#### [Work order]
Look through the listing below and give the number of lines that hold "another". Say nothing more.
[Provided data — start]
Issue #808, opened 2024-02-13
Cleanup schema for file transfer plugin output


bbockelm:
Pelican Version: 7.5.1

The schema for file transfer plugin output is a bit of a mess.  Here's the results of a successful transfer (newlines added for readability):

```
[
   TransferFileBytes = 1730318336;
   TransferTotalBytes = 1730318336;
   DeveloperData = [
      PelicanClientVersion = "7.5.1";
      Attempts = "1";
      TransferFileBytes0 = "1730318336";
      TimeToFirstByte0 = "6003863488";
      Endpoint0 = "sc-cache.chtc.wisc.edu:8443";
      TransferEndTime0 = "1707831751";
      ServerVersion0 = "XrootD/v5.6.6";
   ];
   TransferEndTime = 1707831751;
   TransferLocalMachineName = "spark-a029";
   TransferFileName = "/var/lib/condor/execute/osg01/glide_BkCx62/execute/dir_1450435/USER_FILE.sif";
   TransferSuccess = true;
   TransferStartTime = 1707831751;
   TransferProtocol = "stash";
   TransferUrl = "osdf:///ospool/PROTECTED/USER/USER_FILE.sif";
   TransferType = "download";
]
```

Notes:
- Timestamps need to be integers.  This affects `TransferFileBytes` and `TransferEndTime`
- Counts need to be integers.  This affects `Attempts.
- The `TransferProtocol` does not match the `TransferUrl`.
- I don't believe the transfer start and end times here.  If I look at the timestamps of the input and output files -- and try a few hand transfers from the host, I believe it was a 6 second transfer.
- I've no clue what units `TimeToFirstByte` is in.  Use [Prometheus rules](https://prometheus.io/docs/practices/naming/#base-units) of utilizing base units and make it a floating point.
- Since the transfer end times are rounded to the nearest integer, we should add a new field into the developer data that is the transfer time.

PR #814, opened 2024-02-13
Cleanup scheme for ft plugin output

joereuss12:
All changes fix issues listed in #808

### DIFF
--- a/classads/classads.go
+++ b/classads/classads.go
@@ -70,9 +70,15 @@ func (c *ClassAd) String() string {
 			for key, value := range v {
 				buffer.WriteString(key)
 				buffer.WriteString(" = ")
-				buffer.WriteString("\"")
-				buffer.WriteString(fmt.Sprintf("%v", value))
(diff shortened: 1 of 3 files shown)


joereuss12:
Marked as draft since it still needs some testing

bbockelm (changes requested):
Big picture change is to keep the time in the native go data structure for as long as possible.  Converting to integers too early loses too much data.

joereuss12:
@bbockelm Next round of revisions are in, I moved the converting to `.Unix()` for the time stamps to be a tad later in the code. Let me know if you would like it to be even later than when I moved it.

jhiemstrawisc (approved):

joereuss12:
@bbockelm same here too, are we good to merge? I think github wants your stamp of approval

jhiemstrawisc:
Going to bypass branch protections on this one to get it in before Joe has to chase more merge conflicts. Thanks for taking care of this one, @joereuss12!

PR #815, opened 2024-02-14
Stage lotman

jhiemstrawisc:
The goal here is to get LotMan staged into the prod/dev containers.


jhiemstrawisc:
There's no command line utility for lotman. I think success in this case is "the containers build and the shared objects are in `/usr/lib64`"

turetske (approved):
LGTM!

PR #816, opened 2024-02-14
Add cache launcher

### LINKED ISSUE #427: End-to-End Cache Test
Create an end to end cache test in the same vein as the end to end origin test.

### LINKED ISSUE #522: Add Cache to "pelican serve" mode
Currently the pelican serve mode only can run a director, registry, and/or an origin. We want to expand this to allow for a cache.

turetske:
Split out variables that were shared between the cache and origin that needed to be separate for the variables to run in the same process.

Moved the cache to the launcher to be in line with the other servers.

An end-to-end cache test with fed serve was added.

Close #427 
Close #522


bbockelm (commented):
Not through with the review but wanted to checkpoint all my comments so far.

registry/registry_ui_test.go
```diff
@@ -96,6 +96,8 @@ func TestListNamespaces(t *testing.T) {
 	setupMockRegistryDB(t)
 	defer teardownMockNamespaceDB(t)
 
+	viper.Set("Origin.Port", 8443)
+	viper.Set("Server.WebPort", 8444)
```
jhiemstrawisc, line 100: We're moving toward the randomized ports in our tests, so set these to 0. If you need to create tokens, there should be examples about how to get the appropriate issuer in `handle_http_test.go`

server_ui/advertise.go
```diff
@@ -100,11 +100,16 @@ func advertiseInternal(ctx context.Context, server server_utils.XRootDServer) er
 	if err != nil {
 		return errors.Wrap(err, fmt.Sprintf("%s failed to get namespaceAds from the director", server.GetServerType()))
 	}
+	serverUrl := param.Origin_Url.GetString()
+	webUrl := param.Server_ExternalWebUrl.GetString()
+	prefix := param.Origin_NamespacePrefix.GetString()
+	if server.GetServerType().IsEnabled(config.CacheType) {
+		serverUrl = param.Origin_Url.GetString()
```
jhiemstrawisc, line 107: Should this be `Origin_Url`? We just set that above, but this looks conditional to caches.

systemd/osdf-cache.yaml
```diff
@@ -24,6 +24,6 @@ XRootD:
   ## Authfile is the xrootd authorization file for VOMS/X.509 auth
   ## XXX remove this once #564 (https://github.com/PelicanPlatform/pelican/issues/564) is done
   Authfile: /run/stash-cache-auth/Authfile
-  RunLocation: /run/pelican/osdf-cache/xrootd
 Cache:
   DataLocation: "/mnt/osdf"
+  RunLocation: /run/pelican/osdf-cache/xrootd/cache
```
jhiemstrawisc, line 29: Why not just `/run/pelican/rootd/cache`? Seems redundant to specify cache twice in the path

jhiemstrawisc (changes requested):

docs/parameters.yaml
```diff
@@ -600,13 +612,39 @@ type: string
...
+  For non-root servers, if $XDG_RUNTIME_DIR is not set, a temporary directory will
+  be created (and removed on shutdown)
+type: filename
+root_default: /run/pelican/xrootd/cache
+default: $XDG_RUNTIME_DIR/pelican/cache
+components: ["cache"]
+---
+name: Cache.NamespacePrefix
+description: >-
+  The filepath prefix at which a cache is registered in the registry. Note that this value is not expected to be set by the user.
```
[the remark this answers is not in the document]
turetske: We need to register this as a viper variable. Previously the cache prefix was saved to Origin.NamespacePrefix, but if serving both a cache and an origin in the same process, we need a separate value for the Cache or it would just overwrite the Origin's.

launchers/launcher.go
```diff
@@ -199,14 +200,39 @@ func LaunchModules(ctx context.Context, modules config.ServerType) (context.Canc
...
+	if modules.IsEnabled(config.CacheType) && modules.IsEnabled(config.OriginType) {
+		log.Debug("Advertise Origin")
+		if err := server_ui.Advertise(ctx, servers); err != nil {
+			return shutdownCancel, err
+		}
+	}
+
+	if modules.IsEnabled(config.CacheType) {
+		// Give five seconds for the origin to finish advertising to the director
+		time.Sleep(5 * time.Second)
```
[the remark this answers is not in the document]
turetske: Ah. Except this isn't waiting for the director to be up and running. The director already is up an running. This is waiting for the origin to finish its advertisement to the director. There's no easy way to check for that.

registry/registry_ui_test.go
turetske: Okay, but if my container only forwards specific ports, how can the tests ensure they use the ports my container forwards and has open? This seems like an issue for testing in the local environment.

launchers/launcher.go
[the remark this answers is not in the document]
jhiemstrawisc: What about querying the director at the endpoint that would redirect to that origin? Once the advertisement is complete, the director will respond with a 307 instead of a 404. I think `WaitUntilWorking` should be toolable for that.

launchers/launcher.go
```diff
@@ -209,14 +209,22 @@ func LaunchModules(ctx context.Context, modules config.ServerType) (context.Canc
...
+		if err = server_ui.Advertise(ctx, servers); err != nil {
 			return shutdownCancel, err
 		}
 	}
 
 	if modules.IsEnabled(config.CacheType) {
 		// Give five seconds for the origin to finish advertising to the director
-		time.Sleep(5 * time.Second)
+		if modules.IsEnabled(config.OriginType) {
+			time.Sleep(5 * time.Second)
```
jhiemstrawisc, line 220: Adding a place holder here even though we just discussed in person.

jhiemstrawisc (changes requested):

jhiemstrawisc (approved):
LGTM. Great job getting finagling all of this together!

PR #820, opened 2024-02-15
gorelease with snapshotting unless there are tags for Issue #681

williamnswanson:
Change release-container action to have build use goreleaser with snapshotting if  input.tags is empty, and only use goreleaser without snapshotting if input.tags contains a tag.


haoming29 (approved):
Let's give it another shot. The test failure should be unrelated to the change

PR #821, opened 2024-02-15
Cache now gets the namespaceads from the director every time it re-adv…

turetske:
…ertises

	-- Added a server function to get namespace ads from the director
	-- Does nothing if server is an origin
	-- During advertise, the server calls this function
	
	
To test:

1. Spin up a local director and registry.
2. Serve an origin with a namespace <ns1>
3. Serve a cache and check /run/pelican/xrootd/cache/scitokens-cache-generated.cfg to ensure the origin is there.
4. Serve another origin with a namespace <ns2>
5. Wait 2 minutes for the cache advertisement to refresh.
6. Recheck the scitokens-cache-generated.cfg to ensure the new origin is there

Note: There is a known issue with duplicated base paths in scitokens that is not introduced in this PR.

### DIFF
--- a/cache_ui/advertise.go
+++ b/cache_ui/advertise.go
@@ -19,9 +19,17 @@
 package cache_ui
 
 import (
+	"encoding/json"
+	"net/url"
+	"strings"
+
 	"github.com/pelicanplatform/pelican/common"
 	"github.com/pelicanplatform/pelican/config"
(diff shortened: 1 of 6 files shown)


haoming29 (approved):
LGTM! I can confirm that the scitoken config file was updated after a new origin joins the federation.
[Provided data — finish]
[Provided data — start]
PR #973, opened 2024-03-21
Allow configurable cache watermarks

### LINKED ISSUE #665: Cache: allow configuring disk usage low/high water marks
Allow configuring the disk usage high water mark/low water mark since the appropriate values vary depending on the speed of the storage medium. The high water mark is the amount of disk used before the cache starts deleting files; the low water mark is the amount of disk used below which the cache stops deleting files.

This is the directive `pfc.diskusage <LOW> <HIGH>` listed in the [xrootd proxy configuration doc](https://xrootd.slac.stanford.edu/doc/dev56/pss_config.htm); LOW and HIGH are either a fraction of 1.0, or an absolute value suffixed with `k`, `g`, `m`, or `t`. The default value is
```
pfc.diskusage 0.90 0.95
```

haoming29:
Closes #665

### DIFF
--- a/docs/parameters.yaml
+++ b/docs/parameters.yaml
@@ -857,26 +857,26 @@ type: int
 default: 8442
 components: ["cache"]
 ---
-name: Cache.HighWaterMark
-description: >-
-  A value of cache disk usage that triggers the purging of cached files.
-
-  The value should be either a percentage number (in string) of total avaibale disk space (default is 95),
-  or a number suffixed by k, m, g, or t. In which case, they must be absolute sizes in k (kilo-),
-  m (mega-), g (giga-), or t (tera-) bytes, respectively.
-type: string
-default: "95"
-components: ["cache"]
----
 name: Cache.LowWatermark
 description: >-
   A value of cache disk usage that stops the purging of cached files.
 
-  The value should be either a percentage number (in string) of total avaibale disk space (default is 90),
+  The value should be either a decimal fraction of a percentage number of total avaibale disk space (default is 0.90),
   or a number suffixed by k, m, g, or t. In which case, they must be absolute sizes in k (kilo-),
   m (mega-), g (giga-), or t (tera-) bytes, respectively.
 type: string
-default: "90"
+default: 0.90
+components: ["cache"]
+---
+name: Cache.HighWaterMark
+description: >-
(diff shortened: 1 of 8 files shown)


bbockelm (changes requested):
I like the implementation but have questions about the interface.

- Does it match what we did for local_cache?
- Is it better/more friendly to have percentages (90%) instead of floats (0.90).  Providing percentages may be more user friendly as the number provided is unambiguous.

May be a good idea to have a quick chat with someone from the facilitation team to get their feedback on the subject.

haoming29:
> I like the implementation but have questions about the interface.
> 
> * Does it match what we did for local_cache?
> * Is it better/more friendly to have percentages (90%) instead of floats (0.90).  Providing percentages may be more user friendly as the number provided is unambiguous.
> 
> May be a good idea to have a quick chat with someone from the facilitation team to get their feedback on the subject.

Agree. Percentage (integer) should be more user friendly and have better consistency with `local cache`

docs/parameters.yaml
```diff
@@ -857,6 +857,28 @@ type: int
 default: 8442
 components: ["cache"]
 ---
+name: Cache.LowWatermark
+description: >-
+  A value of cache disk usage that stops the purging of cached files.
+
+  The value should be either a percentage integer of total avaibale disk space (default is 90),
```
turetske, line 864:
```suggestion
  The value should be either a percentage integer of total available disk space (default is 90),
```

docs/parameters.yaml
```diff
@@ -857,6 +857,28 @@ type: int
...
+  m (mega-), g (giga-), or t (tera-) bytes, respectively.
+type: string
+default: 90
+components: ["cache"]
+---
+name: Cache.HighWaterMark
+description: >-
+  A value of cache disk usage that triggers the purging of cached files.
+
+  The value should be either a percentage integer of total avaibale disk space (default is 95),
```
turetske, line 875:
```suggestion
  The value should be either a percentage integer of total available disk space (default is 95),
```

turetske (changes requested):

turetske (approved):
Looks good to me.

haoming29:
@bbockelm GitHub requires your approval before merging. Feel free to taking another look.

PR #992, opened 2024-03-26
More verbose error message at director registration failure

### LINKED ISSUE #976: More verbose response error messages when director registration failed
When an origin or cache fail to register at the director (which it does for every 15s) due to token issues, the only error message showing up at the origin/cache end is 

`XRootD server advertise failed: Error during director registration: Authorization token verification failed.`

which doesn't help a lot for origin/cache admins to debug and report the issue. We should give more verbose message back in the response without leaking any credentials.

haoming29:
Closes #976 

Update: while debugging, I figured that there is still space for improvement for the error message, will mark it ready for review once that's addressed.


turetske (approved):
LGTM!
[Provided data — finish]
#### [Result of this task]
3